> RECORDS SUPPLIED
□ □ □ □ □

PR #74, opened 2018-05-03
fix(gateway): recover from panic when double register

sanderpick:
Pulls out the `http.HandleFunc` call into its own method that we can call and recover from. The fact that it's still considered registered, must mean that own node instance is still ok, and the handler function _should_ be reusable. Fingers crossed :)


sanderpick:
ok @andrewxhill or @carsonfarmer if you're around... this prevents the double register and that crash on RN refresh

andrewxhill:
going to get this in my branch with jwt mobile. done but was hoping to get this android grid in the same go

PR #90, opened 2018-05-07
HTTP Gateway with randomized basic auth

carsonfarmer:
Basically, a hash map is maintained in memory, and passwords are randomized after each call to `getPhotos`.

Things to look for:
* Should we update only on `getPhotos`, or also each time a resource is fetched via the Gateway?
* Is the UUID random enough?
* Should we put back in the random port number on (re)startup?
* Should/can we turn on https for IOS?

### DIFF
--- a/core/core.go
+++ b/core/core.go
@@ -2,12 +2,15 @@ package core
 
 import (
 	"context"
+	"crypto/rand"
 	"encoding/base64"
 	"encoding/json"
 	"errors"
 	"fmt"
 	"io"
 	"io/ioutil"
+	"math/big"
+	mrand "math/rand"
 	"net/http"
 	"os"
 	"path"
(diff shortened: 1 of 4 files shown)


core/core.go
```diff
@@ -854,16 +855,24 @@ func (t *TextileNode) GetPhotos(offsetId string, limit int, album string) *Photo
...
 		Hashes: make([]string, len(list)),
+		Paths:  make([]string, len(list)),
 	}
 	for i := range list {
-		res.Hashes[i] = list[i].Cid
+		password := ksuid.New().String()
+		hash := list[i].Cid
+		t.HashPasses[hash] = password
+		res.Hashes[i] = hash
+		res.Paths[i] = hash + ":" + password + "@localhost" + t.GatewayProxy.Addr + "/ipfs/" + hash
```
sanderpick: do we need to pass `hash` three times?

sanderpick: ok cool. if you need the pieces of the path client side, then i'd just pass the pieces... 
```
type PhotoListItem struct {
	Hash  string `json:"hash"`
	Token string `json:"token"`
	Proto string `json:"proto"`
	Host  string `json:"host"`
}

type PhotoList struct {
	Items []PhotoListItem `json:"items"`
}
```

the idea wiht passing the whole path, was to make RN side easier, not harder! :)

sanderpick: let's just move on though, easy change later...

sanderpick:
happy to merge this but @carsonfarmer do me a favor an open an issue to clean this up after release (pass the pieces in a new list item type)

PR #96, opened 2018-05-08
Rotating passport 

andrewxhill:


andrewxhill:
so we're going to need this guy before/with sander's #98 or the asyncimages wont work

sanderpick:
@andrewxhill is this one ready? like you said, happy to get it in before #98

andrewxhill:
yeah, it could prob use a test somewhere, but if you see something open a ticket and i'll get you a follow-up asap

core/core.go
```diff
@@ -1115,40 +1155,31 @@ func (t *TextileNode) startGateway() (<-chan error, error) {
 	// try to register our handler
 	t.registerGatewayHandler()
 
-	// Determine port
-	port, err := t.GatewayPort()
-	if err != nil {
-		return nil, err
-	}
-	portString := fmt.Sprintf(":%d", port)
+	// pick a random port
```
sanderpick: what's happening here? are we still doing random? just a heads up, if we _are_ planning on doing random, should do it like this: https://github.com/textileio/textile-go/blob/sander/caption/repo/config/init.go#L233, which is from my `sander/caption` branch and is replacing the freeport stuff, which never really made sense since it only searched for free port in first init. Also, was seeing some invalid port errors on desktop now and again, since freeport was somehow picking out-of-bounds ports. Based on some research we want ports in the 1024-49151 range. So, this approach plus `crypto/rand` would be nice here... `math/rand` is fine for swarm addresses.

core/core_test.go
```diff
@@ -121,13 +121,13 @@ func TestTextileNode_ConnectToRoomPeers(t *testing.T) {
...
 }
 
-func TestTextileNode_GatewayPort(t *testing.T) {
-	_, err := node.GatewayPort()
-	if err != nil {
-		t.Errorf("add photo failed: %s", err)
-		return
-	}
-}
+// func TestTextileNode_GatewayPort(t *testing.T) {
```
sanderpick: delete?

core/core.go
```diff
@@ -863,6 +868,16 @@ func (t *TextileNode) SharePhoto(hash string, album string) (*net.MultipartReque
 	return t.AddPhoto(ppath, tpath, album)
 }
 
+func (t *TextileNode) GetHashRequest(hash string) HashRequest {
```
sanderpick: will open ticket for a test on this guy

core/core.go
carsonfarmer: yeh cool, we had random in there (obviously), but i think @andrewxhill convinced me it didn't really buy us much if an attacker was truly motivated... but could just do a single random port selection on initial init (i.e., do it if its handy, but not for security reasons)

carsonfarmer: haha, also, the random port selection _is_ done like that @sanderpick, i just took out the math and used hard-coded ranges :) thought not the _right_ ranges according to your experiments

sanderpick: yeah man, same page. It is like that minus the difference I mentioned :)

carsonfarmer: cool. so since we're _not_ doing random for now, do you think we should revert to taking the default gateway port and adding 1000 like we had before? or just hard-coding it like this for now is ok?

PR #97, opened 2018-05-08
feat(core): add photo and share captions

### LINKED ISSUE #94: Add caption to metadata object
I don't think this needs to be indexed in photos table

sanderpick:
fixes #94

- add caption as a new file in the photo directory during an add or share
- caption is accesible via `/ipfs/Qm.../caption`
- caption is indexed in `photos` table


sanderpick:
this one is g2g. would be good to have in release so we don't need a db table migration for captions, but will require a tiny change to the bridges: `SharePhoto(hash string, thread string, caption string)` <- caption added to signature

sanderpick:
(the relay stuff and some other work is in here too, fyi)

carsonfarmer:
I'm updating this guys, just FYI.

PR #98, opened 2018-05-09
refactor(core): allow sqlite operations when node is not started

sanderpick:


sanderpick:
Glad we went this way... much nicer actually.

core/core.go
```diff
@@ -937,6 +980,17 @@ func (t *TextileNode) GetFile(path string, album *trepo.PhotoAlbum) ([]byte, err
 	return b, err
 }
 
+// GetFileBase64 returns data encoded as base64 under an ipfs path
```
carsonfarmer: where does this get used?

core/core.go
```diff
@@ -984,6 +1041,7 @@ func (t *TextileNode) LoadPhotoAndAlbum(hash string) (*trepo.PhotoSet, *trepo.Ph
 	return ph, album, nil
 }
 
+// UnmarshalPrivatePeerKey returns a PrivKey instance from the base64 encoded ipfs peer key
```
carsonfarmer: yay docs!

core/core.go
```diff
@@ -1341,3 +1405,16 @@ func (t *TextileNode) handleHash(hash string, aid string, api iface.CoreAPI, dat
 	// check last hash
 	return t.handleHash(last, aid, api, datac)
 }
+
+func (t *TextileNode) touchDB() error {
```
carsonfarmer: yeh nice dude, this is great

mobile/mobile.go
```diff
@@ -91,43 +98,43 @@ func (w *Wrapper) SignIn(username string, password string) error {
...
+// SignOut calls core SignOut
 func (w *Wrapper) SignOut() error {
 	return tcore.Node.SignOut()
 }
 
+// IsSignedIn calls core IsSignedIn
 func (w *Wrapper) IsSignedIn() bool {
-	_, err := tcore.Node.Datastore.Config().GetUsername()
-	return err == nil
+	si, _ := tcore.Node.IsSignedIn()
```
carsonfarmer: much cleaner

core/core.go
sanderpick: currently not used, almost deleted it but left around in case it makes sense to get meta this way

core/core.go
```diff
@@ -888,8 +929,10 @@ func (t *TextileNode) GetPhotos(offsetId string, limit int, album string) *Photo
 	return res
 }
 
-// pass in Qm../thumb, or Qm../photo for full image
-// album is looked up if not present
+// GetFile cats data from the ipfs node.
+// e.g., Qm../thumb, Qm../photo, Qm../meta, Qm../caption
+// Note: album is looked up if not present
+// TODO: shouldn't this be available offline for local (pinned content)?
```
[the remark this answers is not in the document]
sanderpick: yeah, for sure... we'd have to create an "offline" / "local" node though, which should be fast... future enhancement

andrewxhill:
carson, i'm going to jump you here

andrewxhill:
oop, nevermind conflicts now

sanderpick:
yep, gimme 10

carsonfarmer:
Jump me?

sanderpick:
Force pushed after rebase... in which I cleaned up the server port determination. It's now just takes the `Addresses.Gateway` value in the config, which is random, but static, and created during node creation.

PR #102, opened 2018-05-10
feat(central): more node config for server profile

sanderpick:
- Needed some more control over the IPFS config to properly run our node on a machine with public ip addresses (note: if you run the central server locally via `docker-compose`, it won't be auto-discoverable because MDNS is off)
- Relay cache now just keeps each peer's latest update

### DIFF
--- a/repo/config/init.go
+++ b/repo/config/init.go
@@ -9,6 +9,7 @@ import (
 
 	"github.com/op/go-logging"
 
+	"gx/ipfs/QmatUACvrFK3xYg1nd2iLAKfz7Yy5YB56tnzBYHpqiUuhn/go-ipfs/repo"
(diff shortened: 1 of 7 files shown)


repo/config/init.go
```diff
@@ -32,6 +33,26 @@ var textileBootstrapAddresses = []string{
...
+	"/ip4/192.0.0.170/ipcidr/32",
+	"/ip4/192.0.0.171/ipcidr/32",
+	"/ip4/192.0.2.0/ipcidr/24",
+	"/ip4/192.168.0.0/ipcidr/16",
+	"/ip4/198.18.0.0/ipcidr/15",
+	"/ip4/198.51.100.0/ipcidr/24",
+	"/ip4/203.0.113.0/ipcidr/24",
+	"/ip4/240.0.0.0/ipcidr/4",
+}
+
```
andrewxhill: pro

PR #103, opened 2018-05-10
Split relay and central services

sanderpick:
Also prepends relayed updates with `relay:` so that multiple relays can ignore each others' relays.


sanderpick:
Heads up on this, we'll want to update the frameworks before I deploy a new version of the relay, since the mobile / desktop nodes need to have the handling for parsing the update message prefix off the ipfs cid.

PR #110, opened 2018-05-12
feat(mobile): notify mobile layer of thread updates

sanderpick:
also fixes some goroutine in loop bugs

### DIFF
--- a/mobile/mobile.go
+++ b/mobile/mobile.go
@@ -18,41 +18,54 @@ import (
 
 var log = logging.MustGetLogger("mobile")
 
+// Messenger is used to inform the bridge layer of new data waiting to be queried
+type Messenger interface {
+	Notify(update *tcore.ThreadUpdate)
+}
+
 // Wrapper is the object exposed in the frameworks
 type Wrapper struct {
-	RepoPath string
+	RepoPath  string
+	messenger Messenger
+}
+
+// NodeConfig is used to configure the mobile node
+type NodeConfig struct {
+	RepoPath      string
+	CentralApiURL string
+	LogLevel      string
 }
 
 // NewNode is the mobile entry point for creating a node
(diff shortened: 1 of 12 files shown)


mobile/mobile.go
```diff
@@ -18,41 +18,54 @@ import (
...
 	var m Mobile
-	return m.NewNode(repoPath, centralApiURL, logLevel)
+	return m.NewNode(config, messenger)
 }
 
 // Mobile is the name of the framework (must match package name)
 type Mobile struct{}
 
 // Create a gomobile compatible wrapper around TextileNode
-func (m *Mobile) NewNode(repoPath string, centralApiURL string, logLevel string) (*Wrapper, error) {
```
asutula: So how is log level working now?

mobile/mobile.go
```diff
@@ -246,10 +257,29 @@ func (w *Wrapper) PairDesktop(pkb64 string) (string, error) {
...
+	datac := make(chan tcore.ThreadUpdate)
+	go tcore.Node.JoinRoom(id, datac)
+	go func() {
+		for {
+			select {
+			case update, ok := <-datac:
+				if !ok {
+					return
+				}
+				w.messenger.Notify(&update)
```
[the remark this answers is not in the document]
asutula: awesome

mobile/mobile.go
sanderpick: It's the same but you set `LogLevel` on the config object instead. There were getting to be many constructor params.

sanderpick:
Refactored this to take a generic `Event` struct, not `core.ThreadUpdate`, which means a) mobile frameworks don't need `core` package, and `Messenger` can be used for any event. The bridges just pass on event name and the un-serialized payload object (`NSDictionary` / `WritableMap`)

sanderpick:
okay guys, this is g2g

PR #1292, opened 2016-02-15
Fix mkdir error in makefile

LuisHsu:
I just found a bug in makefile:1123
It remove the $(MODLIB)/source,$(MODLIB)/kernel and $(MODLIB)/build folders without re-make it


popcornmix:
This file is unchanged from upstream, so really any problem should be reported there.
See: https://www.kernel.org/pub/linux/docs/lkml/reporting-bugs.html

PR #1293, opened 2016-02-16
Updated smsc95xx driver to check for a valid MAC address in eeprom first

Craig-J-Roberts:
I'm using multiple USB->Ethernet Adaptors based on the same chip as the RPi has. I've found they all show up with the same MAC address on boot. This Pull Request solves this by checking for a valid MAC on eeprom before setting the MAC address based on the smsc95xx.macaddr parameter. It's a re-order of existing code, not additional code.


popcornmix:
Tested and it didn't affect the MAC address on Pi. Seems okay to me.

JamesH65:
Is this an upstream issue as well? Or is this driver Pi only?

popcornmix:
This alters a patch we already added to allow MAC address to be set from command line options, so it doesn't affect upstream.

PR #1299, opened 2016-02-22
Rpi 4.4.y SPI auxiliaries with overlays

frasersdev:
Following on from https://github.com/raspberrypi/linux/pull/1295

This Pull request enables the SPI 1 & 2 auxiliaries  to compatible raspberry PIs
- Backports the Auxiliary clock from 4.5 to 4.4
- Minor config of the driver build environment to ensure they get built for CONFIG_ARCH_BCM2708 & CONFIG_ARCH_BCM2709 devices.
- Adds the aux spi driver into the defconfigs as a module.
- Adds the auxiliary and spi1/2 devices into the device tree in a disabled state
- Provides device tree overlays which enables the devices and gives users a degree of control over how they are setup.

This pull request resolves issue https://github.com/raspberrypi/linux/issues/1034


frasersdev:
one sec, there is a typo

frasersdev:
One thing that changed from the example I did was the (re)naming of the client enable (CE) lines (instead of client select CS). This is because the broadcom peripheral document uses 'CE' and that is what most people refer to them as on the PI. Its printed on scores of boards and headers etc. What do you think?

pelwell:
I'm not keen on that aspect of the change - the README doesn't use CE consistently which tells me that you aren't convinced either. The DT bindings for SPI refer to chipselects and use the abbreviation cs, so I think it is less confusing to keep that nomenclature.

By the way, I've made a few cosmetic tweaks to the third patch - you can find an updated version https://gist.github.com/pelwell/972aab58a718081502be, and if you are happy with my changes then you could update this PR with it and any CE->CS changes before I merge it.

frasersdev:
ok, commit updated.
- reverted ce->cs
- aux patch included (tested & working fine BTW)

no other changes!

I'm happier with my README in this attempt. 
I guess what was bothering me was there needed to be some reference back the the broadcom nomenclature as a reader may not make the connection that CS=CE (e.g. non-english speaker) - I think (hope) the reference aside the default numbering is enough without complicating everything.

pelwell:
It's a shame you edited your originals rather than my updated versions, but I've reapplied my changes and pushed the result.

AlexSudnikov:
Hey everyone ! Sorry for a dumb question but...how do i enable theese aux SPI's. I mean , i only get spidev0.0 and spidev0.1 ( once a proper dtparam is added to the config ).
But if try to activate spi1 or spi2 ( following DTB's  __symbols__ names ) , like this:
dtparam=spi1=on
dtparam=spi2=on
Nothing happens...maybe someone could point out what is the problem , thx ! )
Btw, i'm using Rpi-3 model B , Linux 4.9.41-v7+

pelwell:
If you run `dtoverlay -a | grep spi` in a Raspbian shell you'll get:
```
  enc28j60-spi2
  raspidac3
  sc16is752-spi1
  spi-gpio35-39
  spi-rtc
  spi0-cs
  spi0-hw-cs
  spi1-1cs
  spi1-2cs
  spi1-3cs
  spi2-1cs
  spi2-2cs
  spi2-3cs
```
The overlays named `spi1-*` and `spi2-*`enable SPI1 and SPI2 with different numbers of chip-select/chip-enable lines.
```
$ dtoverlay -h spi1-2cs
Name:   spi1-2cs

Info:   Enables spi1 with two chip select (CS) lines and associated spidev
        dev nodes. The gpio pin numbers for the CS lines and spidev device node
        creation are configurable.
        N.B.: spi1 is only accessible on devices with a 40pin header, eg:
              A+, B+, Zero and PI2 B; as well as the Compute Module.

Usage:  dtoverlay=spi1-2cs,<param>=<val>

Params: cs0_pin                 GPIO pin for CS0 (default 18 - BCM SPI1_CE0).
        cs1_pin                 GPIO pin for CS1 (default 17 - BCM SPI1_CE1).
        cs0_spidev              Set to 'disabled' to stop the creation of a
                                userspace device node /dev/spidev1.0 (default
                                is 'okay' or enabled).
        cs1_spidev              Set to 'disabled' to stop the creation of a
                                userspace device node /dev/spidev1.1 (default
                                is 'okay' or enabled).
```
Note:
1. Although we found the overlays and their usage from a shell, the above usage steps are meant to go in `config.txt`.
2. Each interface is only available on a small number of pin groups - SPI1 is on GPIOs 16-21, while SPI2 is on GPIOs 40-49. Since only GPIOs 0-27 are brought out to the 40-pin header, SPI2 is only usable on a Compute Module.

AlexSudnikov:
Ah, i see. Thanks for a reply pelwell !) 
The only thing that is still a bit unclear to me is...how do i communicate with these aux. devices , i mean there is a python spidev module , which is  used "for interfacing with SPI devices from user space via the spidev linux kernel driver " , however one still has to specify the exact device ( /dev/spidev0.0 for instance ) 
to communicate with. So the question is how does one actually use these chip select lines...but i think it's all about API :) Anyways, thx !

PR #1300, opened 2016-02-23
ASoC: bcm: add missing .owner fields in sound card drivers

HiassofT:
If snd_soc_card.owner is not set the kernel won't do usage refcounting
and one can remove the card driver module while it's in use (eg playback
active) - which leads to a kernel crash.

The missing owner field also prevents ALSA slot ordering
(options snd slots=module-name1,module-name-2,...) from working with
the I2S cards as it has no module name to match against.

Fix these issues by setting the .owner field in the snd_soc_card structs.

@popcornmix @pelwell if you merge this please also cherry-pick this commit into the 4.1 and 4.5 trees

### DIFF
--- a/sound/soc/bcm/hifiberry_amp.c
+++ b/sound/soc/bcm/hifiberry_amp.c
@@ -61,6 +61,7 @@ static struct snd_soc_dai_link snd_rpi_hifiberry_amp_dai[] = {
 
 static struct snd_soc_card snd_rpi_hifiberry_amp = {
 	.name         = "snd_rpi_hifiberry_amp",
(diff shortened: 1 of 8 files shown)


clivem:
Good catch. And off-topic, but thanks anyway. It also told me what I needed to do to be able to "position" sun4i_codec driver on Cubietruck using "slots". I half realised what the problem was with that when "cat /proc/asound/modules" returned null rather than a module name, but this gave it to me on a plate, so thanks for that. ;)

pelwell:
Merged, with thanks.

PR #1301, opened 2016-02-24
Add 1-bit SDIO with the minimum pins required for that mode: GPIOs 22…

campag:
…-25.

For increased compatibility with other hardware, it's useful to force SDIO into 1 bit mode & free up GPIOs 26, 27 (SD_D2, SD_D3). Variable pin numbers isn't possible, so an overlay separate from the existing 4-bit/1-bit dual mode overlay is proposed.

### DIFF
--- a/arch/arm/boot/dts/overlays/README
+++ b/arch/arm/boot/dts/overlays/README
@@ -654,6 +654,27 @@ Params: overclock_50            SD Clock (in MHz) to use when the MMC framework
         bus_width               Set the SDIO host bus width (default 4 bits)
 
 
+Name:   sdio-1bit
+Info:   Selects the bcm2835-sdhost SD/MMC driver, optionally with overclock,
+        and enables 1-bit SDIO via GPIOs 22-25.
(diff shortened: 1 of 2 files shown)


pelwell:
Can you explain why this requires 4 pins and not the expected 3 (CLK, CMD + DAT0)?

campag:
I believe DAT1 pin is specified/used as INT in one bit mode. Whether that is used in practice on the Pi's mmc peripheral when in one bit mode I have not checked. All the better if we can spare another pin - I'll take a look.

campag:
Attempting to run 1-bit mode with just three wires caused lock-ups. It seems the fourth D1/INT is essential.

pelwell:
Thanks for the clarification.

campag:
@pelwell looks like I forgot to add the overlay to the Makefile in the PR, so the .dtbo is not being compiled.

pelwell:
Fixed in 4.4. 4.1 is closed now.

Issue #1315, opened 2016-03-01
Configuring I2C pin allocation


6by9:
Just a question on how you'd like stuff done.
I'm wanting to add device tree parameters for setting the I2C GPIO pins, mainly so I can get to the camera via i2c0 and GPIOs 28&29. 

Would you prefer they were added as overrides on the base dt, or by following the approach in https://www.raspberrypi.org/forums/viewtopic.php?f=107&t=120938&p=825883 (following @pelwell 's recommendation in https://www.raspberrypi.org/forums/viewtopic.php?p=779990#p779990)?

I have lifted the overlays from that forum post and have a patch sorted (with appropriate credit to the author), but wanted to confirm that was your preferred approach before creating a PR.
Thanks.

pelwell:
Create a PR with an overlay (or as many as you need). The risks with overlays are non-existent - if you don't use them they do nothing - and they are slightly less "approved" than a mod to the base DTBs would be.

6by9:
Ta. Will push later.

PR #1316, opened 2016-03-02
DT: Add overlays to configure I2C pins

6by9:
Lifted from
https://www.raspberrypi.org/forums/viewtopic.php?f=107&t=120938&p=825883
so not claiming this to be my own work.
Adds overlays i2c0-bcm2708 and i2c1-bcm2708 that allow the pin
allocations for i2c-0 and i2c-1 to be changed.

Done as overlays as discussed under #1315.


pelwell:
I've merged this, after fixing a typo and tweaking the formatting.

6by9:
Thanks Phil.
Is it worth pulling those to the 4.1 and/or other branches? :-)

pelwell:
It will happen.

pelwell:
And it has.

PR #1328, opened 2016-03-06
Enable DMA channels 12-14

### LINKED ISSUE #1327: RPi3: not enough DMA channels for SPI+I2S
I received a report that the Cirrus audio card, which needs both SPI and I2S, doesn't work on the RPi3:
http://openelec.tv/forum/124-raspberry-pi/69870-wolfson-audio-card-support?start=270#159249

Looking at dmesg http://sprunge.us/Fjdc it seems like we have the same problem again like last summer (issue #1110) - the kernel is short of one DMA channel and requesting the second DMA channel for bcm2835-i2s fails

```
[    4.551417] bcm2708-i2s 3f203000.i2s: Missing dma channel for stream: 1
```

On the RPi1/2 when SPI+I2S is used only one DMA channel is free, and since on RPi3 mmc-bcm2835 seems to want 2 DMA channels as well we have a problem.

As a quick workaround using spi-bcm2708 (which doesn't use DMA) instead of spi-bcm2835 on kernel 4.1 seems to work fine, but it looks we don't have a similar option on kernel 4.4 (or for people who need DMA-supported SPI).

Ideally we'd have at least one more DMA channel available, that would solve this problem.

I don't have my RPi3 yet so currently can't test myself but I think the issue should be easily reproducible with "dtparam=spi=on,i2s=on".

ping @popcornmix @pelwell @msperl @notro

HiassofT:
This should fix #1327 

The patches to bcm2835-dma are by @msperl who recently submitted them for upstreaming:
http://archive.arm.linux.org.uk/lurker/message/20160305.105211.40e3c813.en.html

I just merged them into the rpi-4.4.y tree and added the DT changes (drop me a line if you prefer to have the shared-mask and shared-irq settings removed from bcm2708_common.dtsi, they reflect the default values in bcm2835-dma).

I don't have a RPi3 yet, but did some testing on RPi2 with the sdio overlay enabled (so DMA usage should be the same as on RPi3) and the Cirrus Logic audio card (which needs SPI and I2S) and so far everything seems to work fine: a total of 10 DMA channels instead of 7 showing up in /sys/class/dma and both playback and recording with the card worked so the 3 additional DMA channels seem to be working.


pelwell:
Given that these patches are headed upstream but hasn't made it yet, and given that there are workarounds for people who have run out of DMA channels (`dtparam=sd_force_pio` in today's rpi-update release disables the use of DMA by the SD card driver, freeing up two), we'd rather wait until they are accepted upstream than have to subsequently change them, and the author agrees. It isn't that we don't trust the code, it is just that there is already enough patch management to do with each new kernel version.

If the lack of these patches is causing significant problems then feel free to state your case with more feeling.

□ □ □ □ □

Your answer must consist of every line from the listing that holds the string "configure".

+// NodeConfig is used to configure the mobile node
DT: Add overlays to configure I2C pins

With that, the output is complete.